Will my business be in breach of the GDPR?
We’ve put together a series of ‘what if’ scenarios to help you understand if you’re operating in breach of GDPR. Click on the dropdown to reveal more.
What if I only collect customer email addresses?
They can be used to identify them, so the GDPR applies. If you market your business by email, you must comply with GDPR requirements. When collecting customer email addresses, not only will you need their consent, but you’ll also need to explain how the data will be used. You cannot have a ‘pre-ticked’ opt-in box on your website or use email to promote products/services beyond the reason the customer initially gave their consent.
What if someone else processes the data my business collects?
As the data controller, under the GDPR, you must ensure that your contracts with processors comply with the GDPR, whether they’re based in the EU or not. The GDPR also applies to cloud-based data storage systems if the controller, processor or data subjects are EU-based. In any case, as an EU-based business, if you collect personal data, the GDPR applies.
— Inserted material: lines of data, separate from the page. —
Issue #24, opened 2015-06-21
Double click handler on Windows


hugbug:
When clicking on nzb-files in Windows Explorer the files must be enqueued in NZBGet.

Current solution requires users to manually add a registry entry (with command **nzbget.exe -A %1**) and works only if NZBGet is currently running.

brosoft-dev:
The "NZBGet must be running" clause can be solved by hijacking the RemoteClient::RequestServerDownload() which (if I'm not mistaken) is where the "-A <file>" command line args end up... If InitConnection() fails to connect to the server, then we have the option to simply copy the NZB file to $(NzbDir) where it'll be picked up by Scanner:: once the daemon starts.

In the meantime (and having never seen NSI script before) - this is my attempt to give users double-click functionality for local installations... May need some work; but if you insert this somewhere in the Main section...

``` nsi
; Ask if we should add shell shortcuts
MessageBox MB_YESNO "Add NZB file actions to shell?" \
  IDNO noshell

; Are nzb files already defined? Hijack the regkey...
ReadRegStr $R3 HKCR ".nzb" ""
${If} $R3 == ""
  ; else, define our own
  StrCpy $R3 "nzbfile"
${EndIf}

; Set the file description type
WriteRegStr HKCU "$R3" "" "NZBGet File"

;; Add an action

; (only if other commands are present) this forces our command to be the default double-click action
;WriteRegStr HKCU "$R3\shell" "" "queue"
; Gives the file a default icon
WriteRegStr HKCU "$R3\DefaultIcon" "" "$INSTDIR\nzbget.exe,1"
; This defines the text you see on right-click
WriteRegStr HKCU "$R3\shell\queue" "" "Queue in NZBGet"
; This is the actual command the system runs when actioned...
WriteRegStr HKCU "$R3\shell\queue\command" "" "$\"$INSTDIR\nzbget.exe$\" -A $\"%1$\""

; Add a "Queue first in NZBGet" command (add to top of queue)
;WriteRegStr HKCU "$R3\shell\queue1st" "" "Queue first in NZBGet"
;
;WriteRegStr HKCU "$R3\shell\queue1st\command" "" "$\"$INSTDIR\nzbget.exe$\" -A T $\"%1$\""

noshell:
```

hugbug:
Thank you for your contribution.
1. I would happily merge it if you could make a proper pull request out of it. Provided it is fully functional and you have tested it of course :wink:.
[...]

PR #365, opened 2017-04-22
#24: Add option for file association

wtf911:
This will add a checkbox so after installation finishes there will be an option to associate .nzb files with NZBGet. It will also remove the association if NZBGet is uninstalled. This solves issue number #24.

### DIFF
--- a/windows/setup/nzbget-setup.nsi
+++ b/windows/setup/nzbget-setup.nsi
@@ -77,6 +77,8 @@ RequestExecutionLevel admin
 !insertmacro MUI_PAGE_LICENSE "..\NZBGet\COPYING"
 !insertmacro MUI_PAGE_DIRECTORY
 !insertmacro MUI_PAGE_INSTFILES
+!define MUI_PAGE_CUSTOMFUNCTION_SHOW MyFinishShow
+!define MUI_PAGE_CUSTOMFUNCTION_LEAVE MyFinishLeave
 !insertmacro MUI_PAGE_FINISH
 
 !insertmacro MUI_UNPAGE_WELCOME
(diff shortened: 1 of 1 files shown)


hugbug:
Thank you.

Uninstaller deletes ".nzb" key unconditionally. Wouldn't it be better to delete it only if it is set to "NZBGet.NZBFile", so that if user has changed association to another program the uninstaller wouldn't delete it?

wtf911:
Yes that would be better. :) I also still want to figure out how to have it open NZBGet if it isn't already running.

hugbug:
> I also still want to figure out how to have it open NZBGet if it isn't already running.

Instead of starting with `nzbget.exe -A %1` use another (new) switch to let nzbget uniquely identify that it was started with double click, for example `nzbget.exe -add %1`.

In [`WinConsole::InitAppMode`](https://github.com/nzbget/nzbget/blob/develop/daemon/windows/WinConsole.cpp#L103) check that switch and check if nzbget is already running (see  [`WinConsole::CheckRunning`](https://github.com/nzbget/nzbget/blob/develop/daemon/windows/WinConsole.cpp#L681)).

- if nzbget isn't running - modify the command line to start as server in application mode (with tray icon), `InitAppMode` has an example of that. Then enqueue nzb-file with [`Scanner::AddExternalFile`](https://github.com/nzbget/nzbget/blob/develop/daemon/queue/Scanner.cpp#L482). You may need to wait until nzbget is fully initialized, something like:
    ```C++
	while (!DownloadQueue::IsLoaded())
	{
		usleep(20 * 1000);
	}
    ```
   The waiting and enqueuing of nzb must be done in `WinConsole::Run` which runs in a separate thread. Doing all that in `InitAppMode` would block the program start.
  Note: the modification of command line is necessary so that on reloading via webui it wouldn't try to enqueue file again (it fully reinitializes and parses command line again);

- if nzbget is already running - send the nzb-file to running instance using [`RemoteClient`](https://github.com/nzbget/nzbget/blob/develop/daemon/main/nzbget.cpp#L759). That's how `nzbget.exe -A` would do that. Then terminate.

hugbug:
> if nzbget isn't running - modify the command line to start as server in application mode 

Or maybe instead launch another (server) instance of nzbget and wait until it initializes, then proceed as in "if nzbget is already running".

wtf911:
This goes over my head a bit haha. Learning to use NSIS and enough python to make the sorting script was one thing. Now I'm going to learn to use C++? :D Hmm. I can try but if I'm going to do it I might need more of a nudge in the right direction at some point.

hugbug:
>Now I'm going to learn to use C++?

I thought you know it ;)

I'm going to merge this PR in current state as it's already useful.

wtf911:
Nope, I don't know C++. Or any programming language proficiently haha. And sadly it looks like I won't be able to figure out how to add a new switch and get this working. I think I need your help. Thank you for letting me be a part of this. :)

PR #316, opened 2022-01-11
Do not allow `NA` as column name

### LINKED ISSUE #292: Corrupt Excel file when column name is `NA`
**Describe the bug**
When a dataframe's column name is NA, `openxlsx` writes a corrupt Excel file (according to Microsoft Excel 2016):

**To Reproduce**
```r
df <- data.frame("A", "B")
colnames(df) <- c(1, NA)

wb <- openxlsx::createWorkbook()
openxlsx::addWorksheet(wb, "sheet")
openxlsx::writeData(wb, 1, df)
openxlsx::saveWorkbook(wb, "temp.xlsx", overwrite = TRUE)
```

**Screenshots**
image

jmbarbone:
Resolves #292 

@JanMarvin do you know how we can tell if the `NA` is converted to `"NA"` in the sheet data?

The change is in `writeData` so it should have an effect in `buildWorkbook()`.  Just couldn't get my head around what `writeData()` and `Workbook$writeData()` were doing.

### DIFF
--- a/NEWS.md
+++ b/NEWS.md
@@ -22,6 +22,7 @@
 * `writeData()` calls `force(x)` to evaluate the object before options are set ([#264](https://github.com/ycphs/openxlsx/issues/264))
 * `createComment()` now correctly handles `integers` in `width` and `height` ([#275](https://github.com/ycphs/openxlsx/issues/275))
 * `setStyles()` accepts `halign="justify"` ([#305](https://github.com/ycphs/openxlsx/issues/305))
+* `data.frame`s with `NA` column names are converted to `"NA"` when saving ([#292](https://github.com/ycphs/openxlsx/issues/292), [#316](https://github.com/ycphs/openxlsx/issues/316)
 
 # openxlsx 4.2.4
 
--- a/R/writeData.R
+++ b/R/writeData.R
@@ -180,6 +180,8 @@ writeData <- function(
 ) {
 
   x <- force(x)
+  # transforms NA to "NA" for bad names
+  names(x) <- paste(names(x))
   
   op <- get_set_options()
   on.exit(options(op), add = TRUE)
--- a/tests/testthat/test-writeData.R
+++ b/tests/testthat/test-writeData.R
@@ -35,3 +35,17 @@ test_that("writeData() forces evaluation of x (#264)", {
   options(op)
   file.remove(wbfile)
 })
+
+test_that("colnames with NA are appropriately handled [292]", {
+  x <- data.frame(a = 1, b = 2)
+  colnames(x) <- c("a", NA)
+  wbfile <- temp_xlsx()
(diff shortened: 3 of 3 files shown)


JanMarvin:
You just want to know, if the string is imported as "NA"? If written, is is converted into a `sharedString` (`<sst><si /></sst>` in openxml). Therefore you could check if `wb$sharedString` contains `"<si><t xml:space=\"preserve\">NA</t></si>"`.

The position in the shared string is a 0 index, matching the value of `v + 1` in `wb$worksheets[[1]]$sheet_data$v` where the type is `1` in `wb$worksheets[[1]]$sheet_data$t`.

I know that feeling in `writeData` and friends. The construction of the shared string and the lists are deeply embedded in `openxlsx` and make it near impossible to really implement things like `inlineStr`.

JanMarvin:
You could look into `make.names()` to create unique names, it is used in the package at various places, otherwise you might end up with multiple "NA"s which brings other problems.

jmbarbone:
> You could look into `make.names()` to create unique names, it is used in the package at various places, otherwise you might end up with multiple "NA"s which brings other problems.

Considered that.  Not sure if it's that's to best.  There's no requirement for data in sheets to be unique, so the `"NA"` seemed like a less invasive fix.  `make.names()` is used for the reading, which makes it difficult to test this (thought I could make the workbook and then read it to make sure it was okay).  Technically you can still have a `data.frame()` in R without unique names, it's just a bad idea:

``` r
x <- data.frame(x = 1)
x <- cbind(x, x)
x
#>   x x
#> 1 1 1
str(x)
#> 'data.frame':    1 obs. of  2 variables:
#>  $ x: num 1
#>  $ x: num 1
```

<sup>Created on 2022-01-11 by the [reprex package](https://reprex.tidyverse.org) (v2.0.1)</sup>

I've seen plenty of workbooks with repeated column names.  Maybe something a little nicer?

``` r
x <- c(NA, "a", "b", NA, "b", "a", NA)

make.names(x)
#> [1] "NA." "a"   "b"   "NA." "b"   "a"   "NA."
make.names(x, unique = TRUE)
#> [1] "NA."   "a"     "b"     "NA..1" "b.1"   "a.1"   "NA..2"

clean_na_names <- function(x) {
  w <- which(is.na(x))
  for (i in w) {
    x[w] <- paste0("NA..", w)
  }
  x
}

clean_na_names(x)
#> [1] "NA..1" "a"     "b"     "NA..4" "b"     "a"     "NA..7"
```

<sup>Created on 2022-01-11 by the [reprex package](https://reprex.tidyverse.org) (v2.0.1)</sup>

What I'm worried about is disharmony between reading and writing though.  Maybe warnings/controls for reading a workbook as a `data.frame` with duplicated column names?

What if I want to continue sending marketing materials to people on our existing marketing database?
You’re unlikely to have to refresh existing consents if they meet DPA requirements. To be sure, check how consent was obtained. If consents do not meet the GDPR standard, you’ll need to seek new ones that are. Consent should be freely given, specific, informed and unambiguous.
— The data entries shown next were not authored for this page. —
PR #322, opened 2022-01-23
Update writeFormula.Rd

christianbraathen:
Clarifying that arguments must be comma-separated.

### DIFF
--- a/man/writeFormula.Rd
+++ b/man/writeFormula.Rd
@@ -19,7 +19,7 @@ writeFormula(
 
 \item{sheet}{The worksheet to write to. Can be the worksheet index or name.}
 
-\item{x}{A character vector.}
+\item{x}{A character vector. Arguments must be comma-separated.}
 
 \item{startCol}{A vector specifying the starting column to write to.}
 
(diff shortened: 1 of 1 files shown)


JanMarvin:
Hi @christianbraathen, thanks for the pull request.The change should be made in the roxygen2 tag in the R file. Once it is added, you should run roxygen2. This will generate the man page (the one you have edited). If you want to, more details in the description or examples section would be welcome too.

christianbraathen:
Hi @JanMarvin ! It's the first time I contribute to a package. Would you mind giving me a quick description with code on how to reproduce the docs properly? Then I'll create another PR.

JanMarvin:
Sure. Just add it here:
https://github.com/ycphs/openxlsx/blob/110fb4fec0a461a2367dabf8f2c5f203b99f977d/R/writeData.R#L433-L518

Afterwards you run roxygen2 (`roxygen2::roxygenize()` (check if that updates the man page after installation) or ctrl+shift+D in Rstudio). This ensures that the man pages are updated with code changes.

PR #328, opened 2022-02-16
Fix grouped rows and columns (Issue #138)

### LINKED ISSUE #138: Error when saving Workbook containing grouped rows
**Describe the bug**
Loading an existing Excel file that contains some rows that are grouped and saving it leads to the following error message:.

> Error in write_worksheet_xml_2(prior = prior, post = post, sheet_data = ws$sheet_data,  : 
>   CHAR() can only be applied to a 'CHARSXP', not a 'NULL'
> 

**To Reproduce**
File containing 1 sheet with small data and some rows are grouped:
[has_grouped_rows.xlsx](https://github.com/ycphs/openxlsx/files/5879375/has_grouped_rows.xlsx)

**Fails**:  Load existing workbook that contains grouped rows and save it:
```
library(openxlsx)
wb = loadWorkbook("has_grouped_rows.xlsx")
saveWorkbook(wb, file="has_grouped_rows_out.xlsx")
```

**Works**: ungroup rows prior to saving workbook
```
wb = loadWorkbook("has_grouped_rows.xlsx")
ungroupRows(wb, 1, 1:20)`
saveWorkbook(wb, file="has_grouped_rows_out.xlsx")
```

**Works**: ungroup rows and group again prior to saving workbook
```
wb = loadWorkbook("has_grouped_rows.xlsx")
ungroupRows(wb, 1, 1:20)
groupRows(wb, 1, 2:11)
saveWorkbook(wb, file="has_grouped_rows_out.xlsx")
```

**Desktop:**
tested on two different systems with identical behavior:

System 1:
 - Windows 10
 - Excel Version: Microsoft Excel for Windows 365 MSO (16.0.13328.20476) 64-Bit
 - R Version: R4.0.2
 - openxlsx: 4.2.3

System 2:
 - Windows 10
 - Excel Version: Microsoft Excel for Windows 2016 MSO (16.0.13530.20418) 64-Bit
 - R Version: R4.0.3
 - openxlsx: 4.2.3

**Additional context**
This problem does not apply to grouped columns, workbooks containing grouped columns can be saved without problems.

kainhofer:
This series of patches fixes several aspects of row/column grouping:
-) Correctly preserve grouping and hidden flag upon loading for all cases
-) Fix creating nested groups and ungrouping rows/columns
-) Make sure all grouped rows / columns are written to the XML file in the correct order
-) Simplify the logic to create the XML row elements for grouped rows in the xlsx file.
-) Add unit test case for all scenarios

This fixes #138 for good and also fixes several other open (unreported) issues with grouped rows/columns.


kainhofer:
Does anyone know, why the link check always  times out after 6 hours? Apparently, this should not be caused by the pull request, but seems a larger issue with the check here at github. This timeout holds back this pull request, as the checks appear as failed...

JanMarvin:
@kainhofer , I've already reported the `lintr` issue upstream. We'll see what happens. It should not hold this PR back. Though I'd like @ycphs to review this one. I don't feel like adding people to DESCRIPTION is my call to make. I have nothing against it, but it's the package owners call to make.

JanMarvin:
The `lintr` issue is solved. Upstream found an unmatched open `{` in a vignette that caused the issue. A pull request was merged in master (as it didn't effect code and will stop pull requests opened against master, from timing out, until the issue is fixed in `lintr`). I've merged it to `development` so a merge/rebase from there should solve the issue here too.

kainhofer:
> I don't feel like adding people to DESCRIPTION is my call to make. I have nothing against it, but it's the package owners call to make.

I might add that I didn't add myself for this patch alone. Rather, I have also contributed other features (like the cloneWorksheet functionality), but apparently never bothered to add myself to the contributors list back then.

ycphs:
@kainhofer,  thank you for the contribution.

What if a customer asks me what data I hold about them?
Under the GDPR, a customer has the right to know what information you hold about them and how it’s processed. They can ask you to correct it if it’s inaccurate. And they can ask you to delete it if is no longer required for the purpose for which consent was given.
What if I only store personal data in a manual filing system?
The GDPR applies to automated personal data and manual filing systems where “personal data is accessible according to specific criteria”. According to the ICO: “This could include chronologically ordered sets of manual records containing personal data”. So, the GDPR can apply, even if you only store customer addresses in a paper-based filing system.
What about customer personal data I collected years ago?
If you used an online campaign to request email addresses for those wanting to receive your newsletter, but no longer use them for this purpose, delete them. If someone hacked into your system and used the data for ‘phishing’ [ie fraudulent emails that seek to get people to revel their passwords or credit card details], you could be severely fined.